As I think I've mentioned, I pulled it apart in the first place because I was getting a lot of flexing from the bulkhead forward. It wasn't that noticeable in bigger chop, but in small "washboard" wind ripples, the bow deck visibly "jiggled" up and down when on plane. I discovered that was because for about the front three feet, the deck was completely loose from the hull; the screws had all broken out of their holes in the hull and the adhesive sealant had totally failed.

Looking forward to a more solid feeling boat once I get it all back together.

First look after removing rub rail









Several of these quarter-sized holes with wet foam. Not sure what they are.









All screws near bow were broken free from hull and had backed as far out as the rub rail would allow









Deck offset substantially to port at bow. 

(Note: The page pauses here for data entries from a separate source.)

Issue #4794, opened 2025-04-09
Filter Pt. 3 - Support filtering by URL


ColinBuyck:
AC
The url should now have a decoding step which breaks down the url and shows the existing selections in the filter drawer

The fields should be toggle-able based on feature flags

QA: This can be tested at https://bloom-public-seeds.netlify.app/listings The filters should all be functional with the exception of the monthly rent numeric inputs (that can be tested with unit groups through the lakeview jurisdiction). The listings displayed should match the entered filters and the pagination totals should change based on the results. Additionally, the filter drawer should always reflect the filtered state.

Issue #4793, opened 2025-04-09
Filter Pt. 2 - Filter listings from filter page


ColinBuyck:
Handle onSubmit and URL encodings

AC
A user should be able to select options, click submit and see the corresponding filtered results

NOT AC
The filter should not reflect existing selections of the filtered view

QA: See Part 3

Issue #4441, opened 2024-10-28
FE Implementation - Filter Drawer


ludtkemorgan:
Design: 
Design has recommended starting with this pattern to build the filter Drawer: https://www.figma.com/design/xqyamlgdsASkLTYlcifBwq/core-patterns?node-id=1686-9745&m=dev 

It's not a 1-1 asset, but will establish general core filtering patterns. We will need to add all the questions with this pattern  for each type of question ourselves. We will not move forward yet with the `Any` checkbox pattern, as that is new and not yet fully fleshed out.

Large gap (1/2" in places) along port bow and around starboard corner.









Overview after a bit of cleanup. Took out exactly 161 screws, not counting the ones holding the rub rail.


----------



## fjmaverick

braver man than me


----------



## zthomas

Yeah, it isn't going to be fun. But there's no going back now. I cut out all the old sealant and cleaned up in there to the extent I could with a wire wheel on a drill. Kind of thinking I'll go with a new rub rail too, instead of re-installing the old one, which was in three separate sections.


----------



## JMZ400

I know you've been tossing around the idea of painting her. Now would be a great time to maybe just redo the top deck. 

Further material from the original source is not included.